[Collected data]
------------------------------------------------
PR #8272, opened 2026-06-18
Guard codex_local agents from shared OpenAI key

MrBlackTongue:
## Thinking Path

> - Paperclip orchestrates AI agents for zero-human companies.
> - The `codex_local` adapter runs local Codex CLI processes and builds their environment from persisted agent config plus host process env.
> - A host-level `OPENAI_API_KEY` or shared Codex auth home can silently make new agents spend through shared credentials.
> - Existing agents can be repaired manually, but new and updated agents need a persistent guard at the agent configuration boundary.
> - This pull request isolates new and updated `codex_local` agents with per-agent `CODEX_HOME` and an empty `OPENAI_API_KEY` override.
> - The benefit is that future agent creation or adapter updates cannot silently fall back to shared OpenAI credentials.

## Linked Issues or Issue Description

Paperclip work item: [ZOL-5477](/ZOL/issues/ZOL-5477).

No matching GitHub issue exists, so the bug is described inline following `.github/ISSUE_TEMPLATE/bug_report.yml`.

**Pre-submission checklist**

- [x] I have searched existing open and closed issues and this is not a duplicate.
- [x] I am on the latest `master` commit for this PR branch.
- [x] I have confirmed the error originates in Paperclip's `codex_local` adapter configuration boundary, not in a provider outage.

**What happened?**

New or updated `codex_local` agents could inherit a host-level `OPENAI_API_KEY` or use a shared Codex home when their adapter config did not explicitly isolate those values. That made it possible for future agents or manual adapter edits to silently fall back to shared OpenAI credentials.

**Expected behavior**

Creating, hiring, or updating a `codex_local` agent should either persist isolated per-agent configuration or reject unsafe shared Codex home configuration with a clear 422 response. The guard must not print secret values.

**Steps to reproduce**

1. Create or update a `codex_local` agent without an explicit `adapterConfig.env.OPENAI_API_KEY` override.
2. Run it on a host where the Paperclip server process has `OPENAI_API_KEY` set.
3. Observe that the adapter process can inherit the host key unless Paperclip persists a blocking empty override.
4. Set `adapterConfig.env.CODEX_HOME` to a shared path such as `~/.codex` or the company-level `codex-home`.
5. Observe that the old code allowed the shared auth home instead of returning a validation error.

**Paperclip version or commit**

- Reproduced by inspection against `master` before this PR.

**Deployment mode**

- Local dev / self-hosted server with `codex_local` agents.

**Installation method**

- Built from source.

**Agent adapter(s) involved**

[...]

PR #8399, opened 2026-06-20
fix(codex-local): stop force-injecting empty OPENAI_API_KEY into agent config

steingran:
## Thinking Path

> - The `codex_local` adapter isolates each agent's Codex home and guards against host env leakage when spawning the Codex CLI
> - The isolation guard (introduced in #8272) force-injected an empty `OPENAI_API_KEY` slot into `adapterConfig.env` on every agent create/update, so operators could not delete the slot — a PATCH returned 200 but the slot reappeared on the next GET
> - The empty slot is redundant for subscription-authenticated agents: the Codex CLI (>= 0.122) ignores `OPENAI_API_KEY` and authenticates via its own `$CODEX_HOME/auth.json`, so the stored empty value has no runtime auth effect
> - This PR moves the host-leak protection from config-time injection to run-time stripping, keeping stored config clean while preserving the isolation guarantee
> - The benefit is that operators can manage `OPENAI_API_KEY` in agent config the same way they manage every other env var, and the host-leak guard still fires exactly when it is needed (at process spawn time)

No public GitHub issue exists for this. Bug report follows the `bug_report.yml` template:

**What happened?** When a `codex_local` agent is created or updated via `POST/PATCH /api/agents`, `applyCodexLocalIsolationGuard` in `server/src/routes/agents.ts` re-injects `OPENAI_API_KEY = ""` into `adapterConfig.env` whenever the key is absent. Deleting the slot via `PATCH` returns `200` with the cleaned env in the response body, but a subsequent `GET` shows the slot back. Only agents that already had `CODEX_HOME` in their stored env exhibit this; newer agents (e.g. Oracle, Trinity, Dozer, Ledger) created without the slot never receive it.

**Expected behavior.** The driver should not force an `OPENAI_API_KEY` slot into stored agent config. A host-level `OPENAI_API_KEY` should still be prevented from leaking into the spawned Codex process, but that protection belongs at run time, not in persisted config.

**Steps to reproduce.**
1. Create a `codex_local` agent with `adapterConfig: {}`.
2. `PATCH /api/agents/{id}` with `adapterConfig: { env: { GITHUB_TOKEN: "..." } }` (no `OPENAI_API_KEY`).
3. `GET /api/agents/{id}` — observe `adapterConfig.env.OPENAI_API_KEY === ""` is present even though it was omitted from the PATCH.
4. Repeat the PATCH omitting the key; the slot reappears on every GET.

**Paperclip version/commit.** `master` at `c074348` (package version `2026.618.0`).

**Deployment mode.** Authenticated local instance, embedded postgres.

## What Changed

- `server/src/routes/agents.ts` — `applyCodexLocalIsolationGuard` no longer force-injects `OPENAI_API_KEY = ""`. The `CODEX_HOME` isolation default and shared-home rejection are unchanged.
- `packages/adapters/codex-local/src/server/execute.ts` — added `stripInheritedOpenAiApiKey(effectiveEnv, envConfig)`, called after the `{ ...process.env, ...env }` merge. When `adapterConfig.env` does not explicitly contain `OPENAI_API_KEY`, any value inherited from the host/server process is deleted from the spawned Codex process env. Explicit config values (including an empty string) are preserved.
- `packages/adapters/codex-local/src/index.ts` and `doc/DEVELOPING.md` — updated the documented behavior to reflect run-time stripping instead of persisted empty overrides.
- `server/src/__tests__/agent-adapter-validation-routes.test.ts` — updated the two tests that asserted the empty slot injection to assert its absence, and added a test that an explicitly provided `OPENAI_API_KEY` is preserved.
- `packages/adapters/codex-local/src/server/execute.openai-key-isolation.test.ts` — new unit tests for `stripInheritedOpenAiApiKey` covering: host leak stripped when config omits the key; explicit non-empty value preserved; explicit empty string preserved; no-op when neither provides the key; empty `envConfig` strips; same object reference returned.

## Verification

```bash
pnpm vitest run packages/adapters/codex-local
pnpm vitest run server/src/__tests__/agent-adapter-validation-routes.test.ts
pnpm --filter @paperclipai/adapter-codex-local typecheck
```

All pass locally: 63 codex-local adapter tests, 10 agent-adapter-validation-routes tests (1 pre-existing skip), typecheck clean for both packages. Also ran the broader env-related suites (`codex-local-adapter-environment`, `opencode-local-adapter-environment`, `adapter-models`, `redaction`, `heartbeat-active-run-output-watchdog`, `heartbeat-process-recovery`) — 105 tests pass.

Manual repro check: after this change, a `PATCH /api/agents/{id}` that omits `OPENAI_API_KEY` from `adapterConfig.env` no longer re-adds the slot on `GET`.

## Risks

- **Host-leak regression on hosts with a host-level `OPENAI_API_KEY`.** Low risk: the run-time `stripInheritedOpenAiApiKey` guard preserves the original intent — when config omits the key, the inherited host value is stripped before spawning Codex. The guard only no-ops when the config explicitly provides a value (opt-in). The net behaviour is equivalent to the old empty-override approach for the leak case, and strictly better for the config-noise case.
- **Older Codex CLI versions (< 0.122) that read `OPENAI_API_KEY`.** Unaffected: those versions would have received an empty string before (which they treat as "no key" and fall back to other auth), and now receive nothing (same effect). Users who want API-key auth must still set `OPENAI_API_KEY` explicitly in `adapterConfig.env`, same as before.
- **Stored configs that already have the empty slot.** Not auto-cleaned by this PR (no migration). Operators can delete the slot via `PATCH` and it will now stay deleted. This is intentional — no schema migration is needed and no existing behaviour changes for agents that keep the slot.

## Model Used

- Provider: OpenClaw (ollama-cloud)
- Model ID: `ollama-cloud/glm-5.2`
- Capabilities: tool use, code execution, agentic workflows

## Checklist


steingran:
This PR fixes a real problem for anyone using OAuth authentication for OpenAI Codex CLI - agents are simply failing without the fix in this PR

devinfoley:
Yeah, sorry about this. It's fixed here: https://github.com/paperclipai/paperclip/pull/8425.

steingran:
> Yeah, sorry about this. It's fixed here: #8425.

Great! I saw you fixed the 'other half' of the bug as well :-)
------------------------------------------------
* **What to work on**:
Produce only the lines from the line containing "## Verification" through the line containing "- **Host-leak regression", inclusive of both, exactly as they stand in the entries above.

* **Problem solution**:
## Verification

```bash
pnpm vitest run packages/adapters/codex-local
pnpm vitest run server/src/__tests__/agent-adapter-validation-routes.test.ts
pnpm --filter @paperclipai/adapter-codex-local typecheck
```

All pass locally: 63 codex-local adapter tests, 10 agent-adapter-validation-routes tests (1 pre-existing skip), typecheck clean for both packages. Also ran the broader env-related suites (`codex-local-adapter-environment`, `opencode-local-adapter-environment`, `adapter-models`, `redaction`, `heartbeat-active-run-output-watchdog`, `heartbeat-process-recovery`) — 105 tests pass.

Manual repro check: after this change, a `PATCH /api/agents/{id}` that omits `OPENAI_API_KEY` from `adapterConfig.env` no longer re-adds the slot on `GET`.

## Risks

- **Host-leak regression on hosts with a host-level `OPENAI_API_KEY`.** Low risk: the run-time `stripInheritedOpenAiApiKey` guard preserves the original intent — when config omits the key, the inherited host value is stripped before spawning Codex. The guard only no-ops when the config explicitly provides a value (opt-in). The net behaviour is equivalent to the old empty-override approach for the leak case, and strictly better for the config-noise case.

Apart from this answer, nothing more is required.